ASSIGNED TASK:
Copy out, unchanged, every line from the start of the records to the line that contains "### Problem", and stop there.

DATA TO EXAMINE:

PR #25860, opened 2026-05-23
[fix][broker] Prevent duplicate geo-replicated messages after target topic reload

### LINKED ISSUE #25861: [Bug] Geo-replication V2 dedup watermark can be lost after target topic reload
### Problem

Persistent geo-replication V2 deduplication uses the source topic position as the target-side dedup watermark. For a replicated message, the source replicator adds `__MSG_PROP_REPL_SOURCE_POSITION=<source-ledger-id>:<source-entry-id>`, and the target broker stores the latest replicated source position as:

- `<replicator-producer>_LID`
- `<replicator-producer>_EID`

This state is not normal producer sequence state. It is the target-side checkpoint used to identify whether a replayed source entry has already been persisted.

There are three related issues:

1. The geo V2 watermark is not recovered from replayed target entries.
2. The geo V2 watermark is stored as two separate snapshot keys, but `_LID` and `_EID` must be restored together.
3. The geo V2 watermark can be removed by normal producer inactivity cleanup, even though it is source-position state rather than producer lifecycle state.

### Failure window

1. Source replicator sends messages to the target.
2. Target persists the messages and updates the in-memory geo V2 dedup watermark.
3. The target topic is unloaded before the latest dedup snapshot includes the watermark.
4. The source replicator has not durably advanced its replication cursor yet.
5. Source reconnects and replays the same source entries.
6. Target reloads without the geo watermark and can write duplicates.

### Impact

This can produce duplicate messages on the target cluster during normal recovery/failover paths. It does not require client misuse or corrupted input. Source cursor replay is an expected recovery behavior, so target-side geo dedup state must survive topic reload and producer inactivity cleanup.

### Proposed fix

- Recover geo-replication V2 dedup watermarks while replaying the dedup cursor by reading `replicatedFrom` and `__MSG_PROP_REPL_SOURCE_POSITION` from persisted replicated messages.
- Store geo-replication watermark keys as complete `_LID/_EID` pairs in dedup snapshots.
- Keep geo-replication watermark state during producer inactivity cleanup.

A proposed fix is available in #25860.

void-ptr974:
Fixes #25861

### Motivation

Persistent geo-replication V2 deduplication uses the source topic position as the target-side deduplication watermark. The source replicator stores that position in `__MSG_PROP_REPL_SOURCE_POSITION=<source-ledger-id>:<source-entry-id>` and the target tracks the latest persisted position for each replication producer.

When a target topic is loaded, deduplication state is restored from the `pulsar.dedup` cursor snapshot and entries after the snapshot are replayed. Previously, replay restored normal producer sequence IDs but did not rebuild geo-replication V2 watermarks. This leaves the following failure window:

1. Replicated messages are persisted on the target.
2. The source has not durably advanced its replication cursor, for example because send receipts have not been processed.
3. The target topic is unloaded before a deduplication snapshot covers the latest replicated source positions.
4. The target reloads without those in-memory V2 watermarks.
5. The source reconnects and replays the same entries, which can then be persisted again.

V2 watermarks also need to remain complete and monotonic. A source position is a ledger/entry pair, and replay or delayed persistence callbacks must not replace a newer watermark with an older one. In addition, this replication checkpoint must not be removed by normal producer inactivity cleanup.

Replay must remain compatible with V1 replicated entries. V1 entries have `replicatedFrom` but no valid V2 source-position property, and their deduplication state is the original producer sequence ID.

### Modifications

- Keep geo/shadow replication watermarks in separate maps as immutable `ReplSourcePosition` pairs instead of independently updating `_LID` and `_EID` values in the normal producer maps.
- Restore complete replication watermark pairs from deduplication cursor properties. Incomplete `_LID`/`_EID` pairs are ignored and logged.
- Rebuild V2 watermarks while replaying persisted replicated entries after the last snapshot.
- Preserve V1 compatibility during replay: markers and replicated entries without a valid V2 source position restore the original producer sequence state.
- Reconstruct the correct replication producer key for geo-replicated and shadow-topic entries.
- Merge replayed and persisted replication watermarks by maximum source position so older replay records and delayed persistence callbacks cannot move state backward.
- Retain replication watermark state when inactive producers are purged.
- Restore pushed V2 state from persisted V2 state after a publish failure, matching the existing normal-producer reset behavior.
- Write each replication watermark to snapshots as a complete `_LID`/`_EID` pair. A pair counts as one producer toward `brokerDeduplicationMaxNumberOfProducers`; replication producers are selected before normal producers.
- Add the source-position property to shadow-replicated messages so their V2 watermark can be recovered.

The V2 duplicate decision retains the existing synchronized get/check/update pattern, now using the dedicated pushed-watermark map. Persisted and replayed watermark updates use `ConcurrentHashMap.merge` with a maximum-position function.

### Tests

The change includes coverage for:

- target unload before the latest V2 watermark is snapshotted while source send receipts are withheld;
- persisted V1 replication entries replayed after unload;
- mixed V1, V2, malformed, and marker replay;
- shadow producer-name recovery;
- monotonic replay and persistence callbacks;
- complete snapshot pairs and the global producer limit;
- inactive replication producers;
- V2 `NotDup` / `Unknown` / `Dup` state transitions and publish-failure reset;
- invalid or missing V2 source positions;
- independent watermarks for multiple replication producers.

Local verification:

```bash
./gradlew :pulsar-broker:test --no-configuration-cache \
  --tests org.apache.pulsar.broker.service.persistent.MessageDuplicationTest
./gradlew :pulsar-broker:checkstyleMain --no-configuration-cache
./gradlew :pulsar-broker:checkstyleTest --no-configuration-cache
git diff --check
```

All local checks above passed. The focused geo-replication unload/replay regression test also passed locally.

### Compatibility and scope

This change does not modify the public API, binary protocol, configuration defaults, or snapshot key format. Existing `_LID`/`_EID` cursor properties remain readable. V1 entries without a valid V2 source position continue to recover original producer sequence state.

This PR addresses deduplication recovery within the existing V1/V2 negotiation design. Coordinated mode transitions, rolling-upgrade fencing, and administrative rollback orchestration are outside its scope.

- [ ] The public API
- [ ] The schema
- [x] The threading model
- [ ] The binary protocol
- [ ] The REST endpoints
- [ ] The admin CLI options
- [ ] The metrics


void-ptr974:
all CI pass in my local repo: https://github.com/void-ptr974/pulsar/actions/runs/26407472425

Denovo1998 (approved):

void-ptr974:
Hi @poorbarcode, this PR touches geo-replication V2 dedup watermark recovery and cleanup behavior. Since it is close to the geo-replicator lifecycle work you have been looking at, could you help take a look when you have time? Thanks!

pulsar-broker/src/main/java/org/apache/pulsar/broker/service/persistent/MessageDeduplication.java
```diff
@@ -356,104 +413,141 @@ private void setContextPropsIfRepl(PublishContext publishContext, ByteBuf header
...
+                    long entryId = Long.parseLong(ledgerIdAndEntryId[1]);
+                    if (ledgerId >= 0 && entryId >= 0) {
+                        return new ReplSourcePosition(ledgerId, entryId);
                     }
-                    long[] positionPair = new long[]{Long.valueOf(ledgerIdAndEntryId[0]).longValue(),
-                            Long.valueOf(ledgerIdAndEntryId[1]).longValue()};
-                    publishContext.setProperty(MSG_PROP_REPL_SOURCE_POSITION, positionPair);
-                    break;
+                } catch (NumberFormatException e) {
+                    // Log below.
```
poorbarcode: Seems logging below equals logging here, why not log here?

pulsar-broker/src/main/java/org/apache/pulsar/broker/service/persistent/MessageDeduplication.java
```diff
@@ -264,10 +299,30 @@ private CompletableFuture<Void> replayCursor(ManagedCursor cursor) {
...
             highestSequencedPersisted.put(k, v);
+            producerRemoved(k);
+        });
+        replLedgerIds.forEach((producerName, ledgerId) -> {
+            Long entryId = replEntryIds.get(producerName);
+            if (entryId != null) {
+                ReplSourcePosition position = new ReplSourcePosition(ledgerId, entryId);
+                highestReplPositionPushed.put(producerName, position);
+                highestReplPositionPersisted.put(producerName, position);
+            }
```
poorbarcode, line 315: It is an unexpected situation that `entryId` does not exist. We need to print an error log

pulsar-broker/src/main/java/org/apache/pulsar/broker/service/persistent/MessageDeduplication.java
```diff
@@ -276,6 +331,8 @@ private CompletableFuture<Void> replayCursor(ManagedCursor cursor) {
         return replayTask.replay(cursor, (__, buffer) -> {
             final var metadata = Commands.parseMessageMetadata(buffer);
             final var producerName = metadata.getProducerName();
+            // Rebuild replication watermarks from entries written after the last dedup snapshot.
+            recoverReplWatermarkFromMetadata(metadata);
             final var sequenceId = Math.max(metadata.getHighestSequenceId(), metadata.getSequenceId());
```
poorbarcode: Since we already use the new collections `highestReplPositionPushed` and `highestReplPositionPersisted` to trace the deduplication key, we should not put them into `highestSequencedPushed` and `highestSequencedPersisted` anymore.

- `is marker`: it should be traced by `highestSequencedPushed` and `highestSequencedPersisted`
- otherwise: it should be traced by `highestReplPositionPushed` and `highestReplPositionPersisted`

pulsar-broker/src/main/java/org/apache/pulsar/broker/service/persistent/MessageDeduplication.java
```diff
@@ -603,9 +687,17 @@ private CompletableFuture<Void> takeSnapshot(Position position) {
         }
 
         Map<String, Long> snapshot = new TreeMap<>();
+        highestReplPositionPersisted.forEach((producerName, replSourcePosition) -> {
+            snapshot.put(producerName + REPL_LEDGER_ID_SUFFIX, replSourcePosition.ledgerId());
+            snapshot.put(producerName + REPL_ENTRY_ID_SUFFIX, replSourcePosition.entryId());
+        });
+        int[] normalProducerCount = new int[1];
```
poorbarcode: Rather than using `int[1]`, using `int` is better

pulsar-broker/src/main/java/org/apache/pulsar/broker/service/persistent/MessageDeduplication.java
```diff
@@ -356,104 +413,141 @@ private void setContextPropsIfRepl(PublishContext publishContext, ByteBuf header
...
-                } else {
-                    return MessageDupStatus.Unknown;
-                }
+    private void recoverReplWatermark(String producerName, ReplSourcePosition replSourcePosition) {
+        highestReplPositionPushed.merge(producerName, replSourcePosition, ReplSourcePosition::max);
+        highestReplPositionPersisted.merge(producerName, replSourcePosition, ReplSourcePosition::max);
+    }
+
+    private void recordReplWatermarkPersisted(String producerName, ReplSourcePosition replSourcePosition) {
+        highestReplPositionPersisted.merge(producerName, replSourcePosition, ReplSourcePosition::max);
```
poorbarcode: If sorting is required here, it indicates that there are issues with other codes.

pulsar-broker/src/main/java/org/apache/pulsar/broker/service/persistent/MessageDeduplication.java
```diff
@@ -102,6 +103,28 @@ public MessageDupUnknownException(String topicName, String producerName) {
...
+            }
+            return Long.compare(entryId, other.entryId);
+        }
+
+        static ReplSourcePosition max(ReplSourcePosition first, ReplSourcePosition second) {
+            return first.compareTo(second) >= 0 ? first : second;
+        }
+    }
+
+    private static class ReplDedupCheck {
```
poorbarcode: This class seems meaningless; it was just used in the method `isDuplicateReplV2`, using method internal variables can avoid defining a new class

pulsar-broker/src/main/java/org/apache/pulsar/broker/service/persistent/MessageDeduplication.java
```diff
@@ -102,6 +103,28 @@ public MessageDupUnknownException(String topicName, String producerName) {
         }
     }
 
+    @VisibleForTesting
+    record ReplSourcePosition(long ledgerId, long entryId) implements Comparable<ReplSourcePosition> {
```
poorbarcode: Using this object enhances the readability and maintainability of the code, but it also increases the GC pressure. I feel that this class is unnecessary

pulsar-broker/src/main/java/org/apache/pulsar/broker/service/persistent/MessageDeduplication.java
```diff
@@ -356,104 +413,141 @@ private void setContextPropsIfRepl(PublishContext publishContext, ByteBuf header
...
-                if (lastSequenceLIdPersisted != null && lastSequenceEIdPersisted != null
-                    && (replSequenceLId < lastSequenceLIdPersisted.longValue()
-                        || (replSequenceLId == lastSequenceLIdPersisted.longValue()
-                            && replSequenceEId <= lastSequenceEIdPersisted))) {
-                    return MessageDupStatus.Dup;
-                } else {
-                    return MessageDupStatus.Unknown;
-                }
+    private void recoverReplWatermark(String producerName, ReplSourcePosition replSourcePosition) {
+        highestReplPositionPushed.merge(producerName, replSourcePosition, ReplSourcePosition::max);
```
poorbarcode: If sorting is required here, it indicates that there are issues with other codes.

pulsar-broker/src/main/java/org/apache/pulsar/broker/service/persistent/MessageDeduplication.java
```diff
@@ -356,104 +413,141 @@ private void setContextPropsIfRepl(PublishContext publishContext, ByteBuf header
...
+        ReplSourcePosition replSourcePosition = getReplSourcePosition(publishContext);
+        if (replSourcePosition == null) {
+            logInvalidReplSourcePosition(publishContext, "Message cannot determine whether it is duplicated due to "
+                    + "the acquired message props being invalid, prop not in expected format");
+            return MessageDupStatus.Unknown;
+        }
+
+        String producerName = publishContext.getProducerName();
+        ReplDedupCheck check = new ReplDedupCheck();
+        highestReplPositionPushed.compute(producerName, (__, lastPushed) -> {
```
poorbarcode: Almost all the changes were made around the producer's name:

**Before**
- Cached `{producerName} + suffix`
- Stored `{producerName} + suffix`

**After**
- Cached `{producerName}`
- Stored `{producerName} + suffix`

I consider the new solution to be better, which improves the performance.

pulsar-broker/src/test/java/org/apache/pulsar/broker/service/OneWayReplicatorDeduplicationTest.java
```diff
@@ -272,6 +273,107 @@ protected void handleSendReceipt(CommandSendReceipt sendReceipt) {
...
+            });
+
+            // Reload target before a dedup snapshot has to cover the latest replicated source positions.
+            admin2.topics().unload(topicName);
+            pulsar2.getBrokerService().getTopic(topicName, false).join();
+
+            // Reconnect the source replicator. It replays from the old replication cursor and target must deduplicate.
+            stuckSendReceipt.set(false);
+            Awaitility.await().atMost(Duration.ofSeconds(30)).untilAsserted(() -> {
+                assertNotNull(replicator.producer);
```
poorbarcode: Since you called `topics unload`, the object `replicator` will be rebuilt; the verification here is meaningless

pulsar-broker/src/test/java/org/apache/pulsar/broker/service/OneWayReplicatorDeduplicationTest.java
```diff
@@ -272,6 +273,107 @@ protected void handleSendReceipt(CommandSendReceipt sendReceipt) {
...
+                ClientCnx clientCnx = replicator.producer.getClientCnx();
+                assertNotNull(clientCnx);
+                replicatorClientCnx.set(clientCnx);
+            });
+            replicatorClientCnx.get().ctx().channel().close();
+
+            Awaitility.await().atMost(Duration.ofSeconds(30)).untilAsserted(() -> {
+                assertEquals(replicator.getCursor().getNumberOfEntriesInBacklog(true), 0);
```
poorbarcode: Since you called `topics unload`, the object replicator will be rebuilt; the verification here is meaningless

poorbarcode (commented):
> The geo V2 watermark is not recovered from replayed target entries
> When deduplication is enabled or a target topic is loaded, the broker restores dedup state from the pulsar.dedup cursor snapshot and then replays entries after that snapshot.
> The existing replay path restores normal producer sequence ids from message metadata, but it does not rebuild geo V2 watermark state from replicated messages. If the target topic is unloaded after replicated messages are persisted but before the latest dedup snapshot includes their source positions, the in-memory geo watermark is lost.
> If the source replicator later reconnects and replays from its replication cursor, the target broker can fail to identify those source entries as duplicates and persist them again.

This is a bug, and was fixed by the current PR

> The geo V2 watermark must be handled atomically
> A geo V2 watermark is a pair: source ledger id and source entry id. Treating the two values as independent mutable states can expose a mixed pair to duplicate checks or snapshots, for example a new ledger id combined with an old entry id.
> Such a mixed pair does not represent a real source position. If it is snapshotted and later recovered, the target can either move the watermark too far forward and drop valid replayed source entries, or move it backward and allow duplicates.

The situation will never happen, and the current PR did not fixed such issue

> Replay recovery must never move the watermark backward
> Source-position replay is expected during reconnects and failovers. When rebuilding the watermark from target entries, older source positions can appear after newer positions in recovery windows. The recovered watermark must therefore keep the maximum source position seen so far instead of blindly overwriting the current value.

The improvement is meaningless; once such an issue occurs, we need to fix the place that makes it "older source positions can appear after newer positions ", rather than ordering when executing `replayCursor`

> The geo V2 watermark can be removed by normal producer inactivity cleanup
> Normal producer dedup state can be purged after producer inactivity. Geo V2 watermark state has a different lifecycle: it is a source-position checkpoint for replication, not the lifecycle state of the replicator producer.
> The source replicator may disconnect, reconnect, or fail over and replay the same source entries from its replication cursor. If the target has purged the geo watermark because the replicator producer was inactive, those replayed source entries can be accepted and written again.

It is a real issue, but the current PR fixed the issue:
- let repl deduplication status will not be limited by the configuration `brokerDeduplicationMaxNumberOfProducers`
- Do not clear the repl deduplication status when purging inactive producers

void-ptr974:
Pushed `e823f0a01e8` with the review updates:

- Split geo/shadow replication watermark recovery from normal producer sequence recovery during replay.
- Added error logging for incomplete geo-replication watermark snapshot pairs.
- Removed the extra `ReplDedupCheck` helper and simplified `isDuplicateReplV2` local state handling.
- Removed the watermark ordering/max merge logic.
- Changed snapshot normal-producer counting to use a plain `int` loop.
- Updated inactive geo-replication cleanup logging to match the actual behavior.
- Updated the unload-before-snapshot test to re-fetch the current source topic/replicator and wait for target deduplication to become `Enabled`.
- Avoided adding new reflection in the new unit tests by using testing accessors.

pulsar-broker/src/main/java/org/apache/pulsar/broker/service/persistent/MessageDeduplication.java
void-ptr974: Done. The `NumberFormatException` branch now logs immediately and returns, avoiding the duplicate fall-through log.

pulsar-broker/src/main/java/org/apache/pulsar/broker/service/persistent/MessageDeduplication.java
void-ptr974: Done. Added error logging for incomplete geo-replication watermark snapshot pairs when either `_LID` or `_EID` is missing.

pulsar-broker/src/main/java/org/apache/pulsar/broker/service/persistent/MessageDeduplication.java
void-ptr974: Done. Replay now restores marker/normal messages into `highestSequenced*` and replicated geo/shadow messages into `highestReplPosition*`.

pulsar-broker/src/main/java/org/apache/pulsar/broker/service/persistent/MessageDeduplication.java
void-ptr974: Done. Changed this to a plain `int` with a normal loop.

pulsar-broker/src/main/java/org/apache/pulsar/broker/service/persistent/MessageDeduplication.java
void-ptr974: Done. Removed the watermark ordering/max merge path and now records the recovered watermark directly.

pulsar-broker/src/main/java/org/apache/pulsar/broker/service/persistent/MessageDeduplication.java
void-ptr974: Done. Removed the max/ordering merge logic and now stores the recovered watermark directly.

pulsar-broker/src/main/java/org/apache/pulsar/broker/service/persistent/MessageDeduplication.java
void-ptr974: Done. Removed `ReplDedupCheck` and replaced it with method-local variables in `isDuplicateReplV2`.

pulsar-broker/src/main/java/org/apache/pulsar/broker/service/persistent/MessageDeduplication.java
void-ptr974: Adjusted. The hot path now uses `long[]` for parsed source positions; `ReplSourcePosition` remains only as the map value for the persisted watermark pair.

pulsar-broker/src/test/java/org/apache/pulsar/broker/service/OneWayReplicatorDeduplicationTest.java
void-ptr974: Done. The test now re-fetches the current source topic and replicator after reload before checking the connection.

pulsar-broker/src/main/java/org/apache/pulsar/broker/service/persistent/MessageDeduplication.java
void-ptr974: Done. The in-memory watermark cache now uses the base producer name, while snapshot keys keep the `_LID` / `_EID` suffixes.

pulsar-broker/src/test/java/org/apache/pulsar/broker/service/OneWayReplicatorDeduplicationTest.java
void-ptr974: Done. The backlog check now re-fetches the current source topic and replicator before asserting.

pulsar-broker/src/main/java/org/apache/pulsar/broker/service/persistent/MessageDeduplication.java
```diff
@@ -262,24 +278,54 @@ private CompletableFuture<Void> replayCursor(ManagedCursor cursor) {
...
-            final var producerName = metadata.getProducerName();
-            final var sequenceId = Math.max(metadata.getHighestSequenceId(), metadata.getSequenceId());
-            highestSequencedPushed.put(producerName, sequenceId);
-            highestSequencedPersisted.put(producerName, sequenceId);
-            producerRemoved(producerName);
+            if (metadata.hasMarkerType() || getReplProducerName(metadata) == null) {
+                recoverProducerSequenceIdFromMetadata(metadata);
+            } else {
+                // Rebuild replication watermarks from entries written after the last dedup snapshot.
+                recoverReplWatermarkFromMetadata(metadata);
```
lhotari: **[BUG] Preserve V1 producer sequence state during replay**

Messages from an older source broker have `replicatedFrom` but do not have `__MSG_PROP_REPL_SOURCE_POSITION`. They now enter this branch because `getReplProducerName` returns a name, and `recoverReplWatermarkFromMetadata` then does nothing when the property is absent. This skips the original producer sequence recovery that V1 still needs: `isDuplicateReplV1` uses the original producer name and `recordMessagePersistedNormal` records that producer’s sequence state ([`MessageDeduplication.java:369-382`](https://github.com/apache/pulsar/blob/5ab9479514e4a0cbf1fd379e1e184acf6e903280/pulsar-broker/src/main/java/org/apache/pulsar/broker/service/persistent/MessageDeduplication.java#L369-L382) and [`MessageDeduplication.java:648-660`](https://github.com/apache/pulsar/blob/5ab9479514e4a0cbf1fd379e1e184acf6e903280/pulsar-broker/src/main/java/org/apache/pulsar/broker/service/persistent/MessageDeduplication.java#L648-L660)).

If the target persists V1 messages after the last dedup snapshot, unloads, and the older source reconnects and replays them, the recovered normal-producer watermark is missing or stale and those messages are persisted again. Keep the normal sequence recovery for V1 entries, including entries without a V2 position, and add an unload-before-snapshot regression with a V1 source.

lhotari (changes requested):
The V2 watermark recovery leaves a compatibility regression in the replay path for V1 replication. Please preserve recovery of the original producer sequence state for those messages.

pulsar-broker/src/main/java/org/apache/pulsar/broker/service/persistent/MessageDeduplication.java
void-ptr974: Fixed in 7cab7835ed4. Replay now restores a V2 watermark only when a non-marker replicated entry has a valid source-position property; otherwise it falls back to the original producer sequence recovery required by V1. I also added a persisted-entry unload/reload regression in a2c8baee6e1: it writes a V1 replicated entry after the snapshot, unloads and reloads the topic, verifies recovery under the original producer name, and verifies that replay is classified as a duplicate. The mixed V1/V2/invalid replay cases and the additional V2 state-transition coverage are included as well. The full MessageDuplicationTest class and broker checkstyle passed locally. Could you please take another look?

RESULT FOR THIS EXERCISE:
PR #25860, opened 2026-05-23
[fix][broker] Prevent duplicate geo-replicated messages after target topic reload

### LINKED ISSUE #25861: [Bug] Geo-replication V2 dedup watermark can be lost after target topic reload
### Problem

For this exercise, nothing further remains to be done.